While conservative opportunities may offer more immediate returns, investors continue to be drawn to cutting-edge research and development with the potential for breakthrough innovations that drive significant long-term value. This includes CRISPR gene editing, cell therapy, and tissue regeneration, which can lead to disruptive technologies, new markets, and competitive advantages.
This has increasingly meant chasing precision medicine, biologics, and especially cell and gene therapies. Because of the complexity of these newer therapies, investors are also attracted to AI and other enabling technologies needed to support this next generation of therapies. In addition, pharmaceutical companies will always need to continue with strategic investments to drive sustainable growth.
Lindsay Davies, Ph.D., Chief Scientific Officer, NextCell Pharma
The current economic climate is strongly impacting trends and foci in the pharmaceutical industry. Innovation and products in development continue to present at a steady rate, but access to financial resources has been tightened, increasing the need for pharmaceutical developers to strengthen and better define their business plans and inflection points when looking for investment. Investors have recognized that, with the need to streamline development pathways, and sustainability sitting at the forefront of biotech business modelling, scalability and automation are of growing importance, with the use of AI influencing all of us on differing levels for business planning and growth.
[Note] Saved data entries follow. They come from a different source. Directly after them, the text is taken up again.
PR #1850, opened 2022-08-23
Feature: Improve Dev-Console

k9ert:
I think i was a bit too fast merging the original PR. This improves on the DevConsole by:
* Most recent results now on top and not appended on bottom
* `current_user` available and also the `namespace`
* methods and properties in foldable containers

image


relativisticelectron:
Executing 
image
for the first time is not compatible with `NEVER_CALLED_PYTHON_COMMAND`

image

src/cryptoadvance/specterext/devhelp/service.py
```diff
@@ -26,6 +27,8 @@ class DevhelpService(Service):
             "app": app,
             "flask": flask,
             "flask_login": flask_login,
+            "current_user": current_user,
```
relativisticelectron, line 30: This doesn't work:
image

It is accessible via:
image

src/cryptoadvance/specterext/devhelp/service.py
```diff
@@ -26,6 +27,8 @@ class DevhelpService(Service):
...
+            "namespace": console.namespace,
```
relativisticelectron, line 31: Can we remove this again?
image

relativisticelectron (commented):
see comments.  For me the javascript console in any browser (developer mode) is completely sufficient (and available in any endpoint and syntax highlighting).  Is there a benefit to an in-website console?

relativisticelectron:
Could you add the `util`  (from `import util`) to the namespace? The tools there are not accessible otherwise.

src/cryptoadvance/specterext/devhelp/service.py
k9ert: Fxed!

src/cryptoadvance/specterext/devhelp/service.py
k9ert: done

k9ert:
> Could you add the util (from import util) to the namespace? The tools there are not accessible otherwise.

Done.

> for the first time is not compatible with NEVER_CALLED_PYTHON_COMMAND

Fixed

> For me the javascript console in any browser (developer mode) is completely sufficient (and available in any endpoint and has syntax highlighting). Is there a benefit to an in-website console?

IMHO the main 2 arguments are accessibility and convenience: 
* In a large project with many features, often enough you don't know that a feature is existing because it's badly documented (or not at all). Making it visible explicitely might be a huge deal, even if you don't use it but know that it's existing
* Even if you know that it's existing, what's the syntax again? Also, as a non frontend engineer, you might be not that familiar with the console or you might want to keep results on a different page across requests. I like the term "mechanism, not policy".

Makes sense?

relativisticelectron:
> > For me the javascript console in any browser (developer mode) is completely sufficient (and available in any endpoint and has syntax highlighting). Is there a benefit to an in-website console?
> 
> IMHO the main 2 arguments are accessibility and convenience:
> 
>     * In a large project with many features, often enough you don't know that a feature is existing because it's badly documented (or not at all). Making it visible explicitely might be a huge deal, even if you don't use it but know that it's existing
> 
>     * Even if you know that it's existing, what's the syntax again? Also, as a non frontend engineer, you might be not that familiar with the console or you might want to keep results on a different page across requests. I like the term "mechanism, not policy".
> 
> 
> Makes sense?

Yes, makes sense :-)

PR #4, opened 2018-08-24
U/lynnej/add eups sal

rhiannonlynne:
Add eups & lsstsw build capability into ts_xml (and thus ts_sal).


rhiannonlynne:
Merging branch u/lynnej/add_eups_sal into scheduler/develop

PR #22, opened 2018-10-23
TSS-3197: ScriptLoader xml updates

r-owen:


r-owen:
@tribeiro good catch. Fixed.

PR #30, opened 2018-10-26
Feature/andrewheyer/final scheduler update

andrewbheyer:


sal_interfaces/Scheduler/Scheduler_Events.xml
```diff
@@ -82,114 +166,114 @@
...
-    <EFDB_Topic>MTScheduler_logevent_settingsApplied</EFDB_Topic>
+    <EFDB_Topic>Scheduler_logevent_settingsApplied</EFDB_Topic>
     <Alias>settingsApplied</Alias>
     <Explanation>http://sal.lsst.org</Explanation>
     <item>
         <EFDB_Name>version</EFDB_Name>
         <Description></Description>
         <IDL_Type>string</IDL_Type>
-        <IDL_Size>256</IDL_Size>
+        <IDL_Size>1</IDL_Size>
```
tribeiro: Is this right? I imagine the size here should be 256 no? There are other places with the same issue.

sal_interfaces/Scheduler/Scheduler_Events.xml
```diff
@@ -82,114 +166,114 @@
...
     </item>
 </SALEvent>
 <SALEvent>
-    <Subsystem>MTScheduler</Subsystem>
-    <Version>3.7</Version>
+    <Subsystem>Scheduler</Subsystem>
+    <Version>3.8.13</Version>
     <Author></Author>
-    <EFDB_Topic>MTScheduler_logevent_validSettings</EFDB_Topic>
+    <EFDB_Topic>Scheduler_logevent_validSettings</EFDB_Topic>
```
tribeiro: I think this topic (`validSettings`) can be removed.

sal_interfaces/Scheduler/Scheduler_Events.xml
andrewbheyer: I believe this was changed to 1 because a sting size of 1 dynamically grows to the size it needs to be.

sal_interfaces/Scheduler/Scheduler_Events.xml
andrewbheyer: Ok I will remove this topic.

sal_interfaces/Scheduler/Scheduler_Events.xml
tribeiro: Can you double check, just to make sure?

andrewbheyer: I have confirmation from Dave that the following statement is correct. 

Is it true then in the XML when you specify an <IDL_TYPE> to be "string" with an <IDL_SIZE> of "1" then this means the EFD will handle any size, given it is under the 30k byte size limit?

PR #52, opened 2018-12-04
TSS-3375: Include logging in BaseCsc

r-owen:


r-owen:
Based on private comments I updated the <Version> tag for Test, Script and ScriptQueue to 3.8.0 which is at least approximately the minimum SAL version needed.

dmills-lsst:
Can we clarify the relationship between these log events,and the generic errorCode message.
Also every event has an associated priority which could be made coincident with the level here.
ie A specific logevent which might be useful for a particular CSC's to monitor, but could be accompanied by 
general purpose log message for operator display etc, but any priority levels should be consistent.
Will we duplicate all errorCode messages, or should we make log messages non-error only and have the "watcher" deal with both sets.

r-owen:
An excellent question. `errorCode` has approximately the fields we need for log message output (and having a separate field for traceback is a nice touch). However, I am not comfortable using the `errorCode` field to mean log level (message severity); I believe it is intended to be an integer that tells you which error has occurred, which is not something I propose to try to support with logging.

As a result, my inclination is to have both events, but add `traceback` as a new field to the `logMessage` event.

Another option is to add a `level` field to `errorCode` and (preferably) document that it uses the Python logging severity levels. If we also document that an `errorCode` of 0 means "unspecified" then I think we have a reasonable solution. But I worry that changing an existing topic will raise havoc for existing CSCs.

CContaxis:
Keep it simple.

Just add a new event and be done. The errorCode event has a defined use 
case that a number of CSCs (M1M3 and M2 as an example) have already 
implemented. The errorCode event was meant to be the means for a CSC to 
determine the reason another CSC has entered the fault state.

There are also use cases for a CSC (not necessarily needing but maybe 
wanting to) write a log message over SAL other than "something really 
bad or unexpected happened".

These are 2 different use cases so keep them separate.

Chris

r-owen:
@dmills-lsst tells me he is fine adding the new `logMessage` logevent.

PR #55, opened 2018-12-12
TSS-3326: Shorten the salIndices and pastSalIndices fields

r-owen:


r-owen:
Sorry about that. I have shortened the 500 length topics to 400 and changed stopScripts to match (since I see no point to allowing stopping more scripts than can be reported as on the queue). I rebased the changes so if you have a checkout please resynchronize, e.g. using `reset --hard origin/tickets/TSS-3326`

PR #66, opened 2019-02-06
DM-17769: Restore Explanation fields to the original urls in ATDome XML

r-owen:
and move descriptive text to comments


jbuffill:
Ref: [https://jira.lsstcorp.org/browse/DM-17768](url)

PR #67, opened 2019-02-08
DM-17609: Improve ATPneumatics XML

r-owen:


r-owen:
Good catch. I had copied the new events from the commands of the same name (the name works better for an event than a command, but I felt it best to leave the command alone) and brought along a lot of extra unwanted fields. I made the new events look like the other events.

PR #71, opened 2019-02-22
Renamed attribute 'localTime' to 'localTimeString'.

ayayoshimura:
Renamed attribute 'localTime' to 'localTimeString' to avoid using MySQL reserved word LOCALTIME.


jbuffill:
Ref: https://jira.lsstcorp.org/browse/TPC-153

PR #73, opened 2019-03-05
TPC-158 Update ATPtg/MTPtg sal interface for az/rot current wrap and stopTracking command

ayayoshimura:
New command stopTracking and events ptgAzCurrentWrap and ptgRotCurrentWrap added. Wraps enumeration definition is updated. These updates are for TPC-158.


sal_interfaces/ATPtg/ATPtg_Commands.xml
```diff
@@ -917,4 +917,16 @@ fixed   = maintain sky orientation ( = AZEL)
...
\ No newline at end of file
+</SALCommand>
+<SALCommand>
+    <Subsystem>ATPtg</Subsystem>
+    <Version>3.8.41</Version>
+    <Author>pbt</Author>
+    <EFDB_Topic>ATPtg_command_stopTracking</EFDB_Topic>
+    <Alias>stopTracking</Alias>
+    <Device></Device>
+    <Property></Property>
```
tribeiro: I think this topic needs to have some attribute definition inside it, or it won't be a valid topic. You should probably add something like:

```
    <item>
        <EFDB_Name>stopTracking</EFDB_Name>
        <Description></Description>
        <IDL_Type>boolean</IDL_Type>
        <Units></Units>
        <Count>1</Count>
    </item>
```

Same goes to `MTPtg_command_stopTracking`

ayayoshimura: I found more commands that had no attribute. I've added 'ignored' boolean attribute to those commands. All commands now should have at least one attribute.

ayayoshimura:
I've made more changes since I've created the pull request. There is new DetailedStates azel. trackPosting event is added. raDecTarget command's ra and declination are changed to double attributes.

PR #101, opened 2019-07-01
DM-20327 Build/Deployment framework design

tribeiro:
Add Jenkinsfile and Dockerfile to run unit tests in CI.


tribeiro:
> On Line 24 of the Jenkinsfile, the version is hardcoded, in this case 3.10.2. It would be better if this value could be read from the VERSION file in the repo. This will reduce the number of changes needed to accomplish a new release.

Great idea.... I finally managed to make it work!

PR #70, opened 2015-03-24
Update ETC_en.tsv

vegax87:
Fixed some translations and added some lines

Note: I'm not sure about ETC_20150312_002352, Bing translates it "Buy Purple Wings" because purple in korean is 보라색 (bo-ra-saek); 자주색 (ja-ju-saek); 자주 [紫朱](ja-ju) - purple


Sunaries:
Bing Translate should never be trusted as it is done by a machine. We don't know if it is an NPC or object. Therefore your edit in ETC_20150312_002352 should not be merged.

imcgames:
This is not enough for merge. Sorry.!!

PR #78, opened 2015-03-25
Update ETC_en.tsv

mickeyjulian:
ETC_20150312_002191 Modify Visibility

ETC_20150312_002198 Slowed movement and mental strength is reduced.

ETC_20150312_002200 A state of continuous equipment damage.

ETC_20150312_002203 Defense power was reduced but attack power increased.

ETC_20150312_002238 Sticky Foam


imcgames:
:+1:

PR #80, opened 2015-03-25
Update ETC_en.tsv

mickeyjulian:
ETC_20150312_002262 A state of continuous flame damage.

ETC_20150312_002376 HP / SP / stamina consumed can be recovered by using the following functions.

ETC_20150312_002375 Particular class specialization can check additional information of monsters.

ETC_20150312_002374 In monster information window , you can check the level and the name of the chosen monster and how strong the monster is.

ETC_20150312_002373 You can look at the monster , you will be able to view the monster information window as it approaches.


imcgames:
:+1:

mickeyjulian:
Thanks :)

PR #81, opened 2015-03-25
Update QUEST_LV_0100_en.tsv

ShinHayato:
add line 6266, 6288, 6295, 6299, 6301, 6309, 6314-6315, 6379


imcgames:
This update is not accurate compared to original text.
Thank you.

PR #112, opened 2015-03-26
Update ITEM_en.tsv

Sunaries:
Updated & corrected few names of items and weapons. Lots of work needs to be done. 

I am aware of the prefix 조악한, 로우 etc. If you know a better English term with the same meaning, try it out.


vegax87:
you could use Rugged
for example: Rugged Leather Armor

PR #131, opened 2015-03-30
Update ETC_en.tsv

Sunaries:
What happened here??? I see many blank lines that were translated before.... It feels demotivating to see this many lines gone..


imcgames:
According to your feedback like issue, we updated new clean files on Github.
Thank you :+1:

PR #132, opened 2015-03-30
Update ETC_en.tsv

MasterCyria:
Updated lines 1-22


MasterCyria:
Reminder to myself: On line 1 it should say an incense, not a.

vegax87:
you can make a second commit here to fix line 1

MasterCyria:
@vegax87 Thanks, I'm a bit new to GitHub :)

MasterCyria:
New update: Added up to line 35

MasterCyria:
A few notes:

Line 28's translation seems off from what I got, but my translation didn't make any sense in English so I didn't change it

Line 33: The term Elyos needs to be checked

Line 34: Uncertain what this references. I assume a zone based on line 35. It may be better as "The Wizard's Tower", but I would need more context.

Line 23: Term check on Bearkars. If it's a name and not a plural name of a mob, line should be changed to "Bearkar's suppressed power returned."

Sunaries:
Line 23: Bearkars → Bearkaras. It is not plural since it is a boss monster. So, it should be: The suppressed power of Bearkaras has returned.
Line 28: 신수 has a variety of meaning. It can mean Divine Beast, Shinsoo, God etc. The line would be somewhere along the lines of: Ask about the day of Shinsoo of four years ago. 
Line 33: Elyos → Demons
Line 34: 'The Magician's Tower' is indeed an area/zone. 
Line 35: Village of the Damned → Cursed City

MasterCyria:
Updated with the clarifications from @Sunaries, except for Line 35. I think that one may be a personal preference, similar to prophet debate. I think they both make sense, depending on the size and style of the zone. I imagine a city to be more industrial, while a village is more country side and medieval feeling.

Probably would need to take a look at the zone in ToS to determine.

Sunaries:
You forgot the include 'of' after 'Shinsoo' at line 28. 
Reading the text, 'The Cursed City' makes more sense for 저주받은 도시. 
도시 is city, while 마을 means village. 

It ultimately comes down to @imcgames since they know the game better than us. I have no idea what the map looks like.

MasterCyria:
I'll change it to the Cursed City also - thanks for explaining! :)

For line 28, the Day of Shinsoo of four years ago doesn't actually read correctly, English wise - but I know the intent; the current wording implies that you're going back in time and asking it four years ago :) I'm thinking maybe "Ask about the Day of Shinsoo that occurred four years ago."

Sunaries:
:+1: ^^

imcgames:
Thank you! :+1:

PR #145, opened 2015-04-01
Update ETC_en.tsv

ruru1:
I don't know the unique name like "000 town", just make it myself :)


vegax87:
you can check here the names of the locations: https://github.com/Treeofsavior/EnglishTranslation/wiki/2.2.%20Map
if you find a familiar name, copy it from the Wiki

Investors are also responding to changes in the regulatory space, especially with respect to the Health Technology Assessment, which are shaping drug development pathways especially within Europe, impacting drug pricing and reimbursement considerations and route to market.
Priya Baraniak, Ph.D., Chief Business Officer, OrganaBio
There has been a significant amount of mergers and acquisitions activity in the sector from late 2023 through the first half of 2024. This has especially been true for collaborative deals that saw amalgamations of complementary or synergistic technology platforms.
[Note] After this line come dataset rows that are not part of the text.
PR #189, opened 2015-04-09
Update QUEST_LV_0100_en.tsv

xapher19:
I made some more grammatical corrections, to better the flow of the sentences.

### DIFF
--- a/QUEST_LV_0100_en.tsv
+++ b/QUEST_LV_0100_en.tsv
@@ -40,11 +40,11 @@ QUEST_LV_0100_20150317_000039	You must be busy for other things so thank you so 
 QUEST_LV_0100_20150317_000040	Secret Guardian
 QUEST_LV_0100_20150317_000041	The goddess already forecasted this.{nl}All beings can not escape from forecasting.
 QUEST_LV_0100_20150317_000042	Liaison Officer Niels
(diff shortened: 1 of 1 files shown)


vegax87:
In QUEST_LV_0100_20150317_000013     you deleted a {nl} tag after "I warn you!" , it's a tag written by devs to define a new line, you shouldn't remove these tags

xapher19:
I changed it as per the [wiki](https://github.com/Treeofsavior/EnglishTranslation/wiki). There it notes that the new line tags can be moved around as new lines in Korean may not be needed in English. If the devs wish it to remain, we can replace it.

Sunaries:
'Black' in 'Soldier Black' is wrong. Vlock or Bloc is a better name for this soldier.

xapher19:
But 블락 doesn't sound anything like Vlock or Bloc. ㅏ doesn't make an "o" sound it's pronounced like the "a" in "apple", also ㅂ is pronounced as a merge between a b and a p sound as in "ball" or "Paul". That's why I translated it as Black.

Sunaries:
Black would be 블랙. I'd go with Blak then.

xapher19:
That's a fair point and a good compromise. It's been edited.

imcgames:
:+1:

In general, pharma companies seem to be focusing on later-stage and commercial assets instead of early-stage development, presumably a conservative approach but one that could have ramifications for the next generation of therapies. However, most have retained the patient-centric focus we have come to expect.
We are seeing continued strong funding for cancer research, but conversely, some technologies that had been exclusively in the cancer space are expanding — specifically, new applications of CAR-T and other cell therapies in autoimmune diseases. This is a huge positive, as it all will lead to a more rapid advancement of the field and growing applications for greater numbers of patients suffering from broader variety of diseases.
David McErlane, Group President, Biologics, Catalent
Despite COVID-19 and recent transitory biotech funding issues, the industry has continued to invest in innovation. Annual research and development spend has grown almost 10% annually since 2019 to reach an estimated record $300 billion this year, yielding a record number of active drugs in development. And this pipeline growth is broad-based; while new modalities like cell and gene therapies have almost doubled, industry mainstay modalities like antibodies and small molecules are up more than one-third.
Since much of this pipeline expansion has been driven by non-large cap companies with smaller in-house capabilities or capacity, CDMOs have stepped forward to meet the challenge and have invested billions of dollars expanding both development and commercial capacity to enable these innovative treatments to reach patients who need them.